We expand the objective of the Boolean least squares problem,

\[\|Ax-b\|^2 = x^\top A^\top Ax-2b^\top Ax+b^\top b\]

Then

\[x^\top A^\top A x = \operatorname{tr}(x^\top A^\top A x)=\operatorname{tr}( A^\top A xx^\top)\]

Under the constraint \(X=xx^\top\) we thus get an equivalence of the objectives of the two problems. Since \((xx^\top)_{ii}=x_i^2\), and \(x_i^2=1\) if and only if \(x_i\in\{-1,1\}\), we conclude the problems are equivalent.

Exercise 3b)

Exercise

We want to write the objective function of 3a) as an SDP objective of form \(\operatorname{tr}(BY)\).

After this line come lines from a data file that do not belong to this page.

PR #1433, opened 2018-06-05
NodeDiskRunningFull ignore etc files mountpoints

atopuzov:
When NodeDiskRunningFull is alarmed 4 alerts are generated. 3 of those are for the following mountpoints: `/etc/resolv.conf`, `/etc/hosts`, `/etc/hostname` and the last one is for the `/` mountpoint.
A good example is https://github.com/coreos/prometheus-operator/issues/1180#issuecomment-382799514

N.B. Seems the automation to update the helm charts is broken /cc @gianrubio so I'm unsure if I should update them manually.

To this end, let

\[\begin{split}Y = \begin{pmatrix} X & x \\ x^\top & 1 \end{pmatrix},\qquad B=\begin{pmatrix}C&d\\d^\top &\alpha\end{pmatrix}\end{split}\]

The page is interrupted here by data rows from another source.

PR #1434, opened 2018-06-05
Remove `description` from the root schema in CRDs

### LINKED ISSUE #1293: k8s 1.10 with CustomResourceSubresources=true prevents operator from creating CRDs
**What did you do?**

Use prometheus-operator on a kubernetes 1.10 cluster with the feature gate CustomResourceSubresources set to true

Use the bundle yaml from the root of the repo: https://github.com/coreos/prometheus-operator/blob/master/bundle.yaml

Operator/Controller is able to create CRDs

The operator fails to create CRDs - see logs below
https://gist.github.com/bsnchan/1f721c6e9f7aa989cb0c070ed305bd02

nikhita:
Fixes  #1293

`description` is not allowed in the root schema in CRDs in Kubernetes v1.10 if subresources are enabled. They are allowed from Kubernetes v1.11.

/assign @brancz @sslavic

### DIFF
--- a/contrib/kube-prometheus/manifests/0prometheus-operator-0alertmanagerCustomResourceDefinition.yaml
+++ b/contrib/kube-prometheus/manifests/0prometheus-operator-0alertmanagerCustomResourceDefinition.yaml
@@ -11,7 +11,7 @@ spec:
   scope: Namespaced
   validation:
     openAPIV3Schema:
-      description: Alertmanager describes an Alertmanager cluster.
+      # description: Alertmanager describes an Alertmanager cluster.
       properties:
         apiVersion:
           description: 'APIVersion defines the versioned schema of this representation
--- a/contrib/kube-prometheus/manifests/0prometheus-operator-0prometheusCustomResourceDefinition.yaml
+++ b/contrib/kube-prometheus/manifests/0prometheus-operator-0prometheusCustomResourceDefinition.yaml
@@ -11,7 +11,7 @@ spec:
   scope: Namespaced
   validation:
     openAPIV3Schema:
-      description: Prometheus defines a Prometheus deployment.
+      # description: Prometheus defines a Prometheus deployment.
       properties:
         apiVersion:
           description: 'APIVersion defines the versioned schema of this representation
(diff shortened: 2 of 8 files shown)


contrib/kube-prometheus/manifests/0prometheus-operator-0alertmanagerCustomResourceDefinition.yaml
```diff
@@ -11,7 +11,7 @@ spec:
   scope: Namespaced
   validation:
     openAPIV3Schema:
-      description: Alertmanager describes an Alertmanager cluster.
+      # description: Alertmanager describes an Alertmanager cluster.
```
nikhita: I commented it out in case it needs to be added again.

nikhita: Can remove it as well, let me know what you prefer. :)

nikhita:
Even after removing this field, if this yaml configuration is used against a 1.10 cluster with subresources enabled, it will still fail validation because `required` is in the root. 1.10 only allows `properties` in the root. 

1.11 allows `properties`, `required` and `description` in the root.

contrib/kube-prometheus/manifests/0prometheus-operator-0alertmanagerCustomResourceDefinition.yaml
mxinden: @nikhita All of these are auto-generated. The source is [here](https://github.com/nikhita/prometheus-operator/blob/1c2f14c2b216fd0ecfa9e9823466f2e133ce0aa1/pkg/client/monitoring/v1/types.go#L457).

I guess removing the comment and running `make generate` would do the job.

Thanks a lot for the help!

brancz:
These are actually generated through `cmd/po-crdgen`, so we should do it there, and in the code where the operator registers the CRDs itself (we give users both options, either manage CRDs yourself or have them be managed by the operator).

nikhita:
@brancz @mxinden thank you, I wasn't aware of that!

I'll get to this tomorrow. It's quite late here and I'm supposed to be on a vacation. :)

brancz:
> I'll get to this tomorrow. It's quite late here and I'm supposed to be on a vacation. :)

No worries at all, happy to do a patch release for this once you're back from vacation :slightly_smiling_face: .

nikhita:
Sorry, this somehow got off my radar.

Looking at the original issue, this seems to be fixed. Is this PR still needed or is it safe to be closed?

brancz:
Yes sorry for dropping the ball @nikhita. Yes this is fixed, so let's close this :slightly_smiling_face: .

Find the symmetric block matrix \(B\) such that

\[\operatorname{tr}(A^\top A X)-2b^\top Ax+b^\top b = \operatorname{tr}(BY)\]

We compute

\[\begin{split}BY = \begin{pmatrix}X & x \\ x^\top & 1\end{pmatrix}\begin{pmatrix}C&d\\d^\top &\alpha\end{pmatrix}= \begin{pmatrix} CX+d^\top x & cx+d \\ d^\top X+\alpha x^\top & d^\top x+\alpha \end{pmatrix}\end{split}\]

Therefore

\[\operatorname{tr}(BY) = \operatorname{tr}(CX) + 2d^\top x+ \alpha\]

giving

\[C = A^\top A,\quad d=-b^\top A,\quad \alpha=b^\top b\]

Exercise 3c)

Exercise

Let \(B\) be as in the previous exercise. Show that the following SDP is a convex relaxation of the Boolean least squares problem, i.e. the solution gives a lower bound to the Boolean least squares problem:

\[\begin{split}\begin{array}{ll} \text{minimize} & \operatorname{tr}(BY) \\ \text{subject to} & Y\succeq0\\ & Y_{ii}=1 \end{array}\end{split}\]

If we set

\[\begin{split}Y = \begin{pmatrix}xx^\top & x\\x^\top & 1\end{pmatrix}\end{split}\]

Then the objective reduces to that of the Boolean least squares problem on the feasible set by 3a) and 3b). Furthermore if \(x\) is feasible for the Boolean least squares problem, then \(x_i^2 = (xx^\top)_{ii}=1\) and hence \(Y_{ii}=1\). Furthermore \(Y\) is positive semidefinite. Indeed, if \(\xi=(y,\alpha)\) with \(y\in \mathbb R^n\) and \(\alpha\in \mathbb R\) then \(\xi^\top Y\xi = (y^\top x+\alpha)^2\geq 0\). Therefore the feasible set for the SDP is larger than that for the Boolean least squares problem, and the SDP is thus a relaxation.